> **Available records**
PR #488, opened 2023-10-20
Add --experimental flag for deploying to embedded stage

sfc-gh-zblackwood:
### Pre-review checklist

### Changes description
Add --experimental flag for deploying streamlit with embedded stage


src/snowcli/cli/streamlit/commands.py
```diff
@@ -169,6 +166,12 @@ def streamlit_deploy(
     open_: bool = typer.Option(
         False, "--open", help="Whether to open Streamlit in a browser.", is_flag=True
     ),
+    experimental: bool = typer.Option(
+        False,
+        "--experimental",
+        help="Use experimental new embedded stage behavior",
+        is_flag=True,
+    ),
```
sfc-gh-astus, line 174: @sfc-gh-pjob created decorator for experimental flag, here is the commit https://github.com/Snowflake-Labs/snowcli/commit/e43eff364e7c8c3932e59ca365e65d789e234625.

You can use `@with_experimental_behaviour()` on command

src/snowcli/cli/streamlit/manager.py
```diff
@@ -47,9 +88,21 @@ def deploy(
...
+            return self._deploy_experimental(
+                streamlit_name,
+                main_file,
+                environment_file,
+                pages_dir,
+                stage_name,
+                warehouse,
+                replace,
+            )
+
```
sfc-gh-turbaszek, line 105: I would say that this part should be in command implemtation so we can explicitly see what parts differs

src/snowcli/cli/streamlit/manager.py
```diff
@@ -38,6 +37,48 @@ def share(self, streamlit_name: str, to_role: str) -> SnowflakeCursor:
...
+        stage_manager.put(main_file, root_location, 4, True)
+
+        if environment_file and environment_file.exists():
+            stage_manager.put(environment_file, root_location, 4, True)
+
+        if pages_dir and pages_dir.exists():
+            stage_manager.put(pages_dir / "*.py", f"{root_location}/pages", 4, True)
+
+        return self.get_url(streamlit_name)
```
sfc-gh-turbaszek, line 80: We can probably extract this to command implementation to have:
```py
def deploy(...)
   manager = StreamlitManager(...)
   if experimental:
      manager.deploy_experimental(...)
   else :
      manager.deploy(...)
    
    url = manager.get_url(streamlit_name)
    return MessageResult(...)
```

WDYT?

src/snowcli/cli/streamlit/manager.py
```diff
@@ -38,6 +37,48 @@ def share(self, streamlit_name: str, to_role: str) -> SnowflakeCursor:
...
         return self._execute_query(f"drop streamlit {streamlit_name}")
 
+    def _deploy_experimental(
+        self,
+        streamlit_name: str,
+        main_file: Path,
+        environment_file: Optional[Path] = None,
+        pages_dir: Optional[Path] = None,
+        stage_name: Optional[str] = None,
+        warehouse: Optional[str] = None,
```
sfc-gh-turbaszek, line 47:
```suggestion
        query_warehouse: Optional[str] = None,
```
To communicate the difference between query warehouse and connection warehouse

src/snowcli/cli/streamlit/manager.py
sfc-gh-zblackwood: Yeah, that's what I originally sought to do, but the challenge is that the order is inherently different -- in the normal case you create the stage, upload to it, and then create the streamlit. In the experimental version, you create the streamlit then upload to the embedded stage. I suppose if I refactor out some pieces I could simplify it down to:

```
if experimental:
   create_streamlit()
   upload_stuff()
else:
   create_stage()
   upload_stuff()
   create_streamlit()
```

Do you feel like that would be clearer?

src/snowcli/cli/streamlit/manager.py
sfc-gh-zblackwood: Yeah, that's not a bad idea. I'll take a swing at refactoring to something like that.

src/snowcli/cli/streamlit/commands.py
sfc-gh-zblackwood: Sweet -- I'll refactor to use that!

sfc-gh-zblackwood: @sfc-gh-pjob I tried using that, but for some reason the flag doesn't seem to be getting passed through, either in the pytest function or when I test it locally. Any suggestions for what I might have done wrong?

src/snowcli/cli/streamlit/manager.py
sfc-gh-zblackwood: I refactored a bit to add more shared functionality between the different deploy methods

src/snowcli/cli/streamlit/manager.py
sfc-gh-zblackwood: Let me know what you think of the refactoring I did above

src/snowcli/cli/streamlit/commands.py
sfc-gh-zblackwood: Fixed!

src/snowcli/cli/streamlit/commands.py
```diff
@@ -185,7 +187,8 @@ def streamlit_deploy(
         stage_name=stage,
         main_file=file,
         replace=replace,
-        warehouse=query_warehouse,
+        query_warehouse=query_warehouse,
```
sfc-gh-turbaszek, line 190: thanks for doing this change!

src/snowcli/cli/streamlit/manager.py
```diff
@@ -67,17 +55,89 @@ def deploy(
...
+            """
+            1. Create streamlit object
+            2. Upload files to embedded stage
+            """
+            # TODO: Support from_stage
+            # from_stage_stmt = f"FROM_STAGE = '{stage_name}'" if stage_name else ""
+            self._create_streamlit(streamlit_name, main_file, replace, query_warehouse)
+
+            database = self._conn.database.upper()  # type: ignore[attr-defined]
+            schema = self._conn.schema.upper()  # type: ignore[attr-defined]
```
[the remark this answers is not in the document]
sfc-gh-zblackwood: Good call! I switch to using StageManager to generate the dabase.schema.streamlit_name piece, so it handles a missing database and/or schema the same way that the standard deploy does (Error and defaulting to public)

sfc-gh-turbaszek (approved):

src/snowcli/cli/streamlit/manager.py
sfc-gh-turbaszek: Look awesome now! Thanks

> **Task goal**
In the preceding material, find each line holding the word "None" and copy it out.

> **Exercise output**
+        environment_file: Optional[Path] = None,
+        pages_dir: Optional[Path] = None,
+        stage_name: Optional[str] = None,
+        warehouse: Optional[str] = None,
        query_warehouse: Optional[str] = None,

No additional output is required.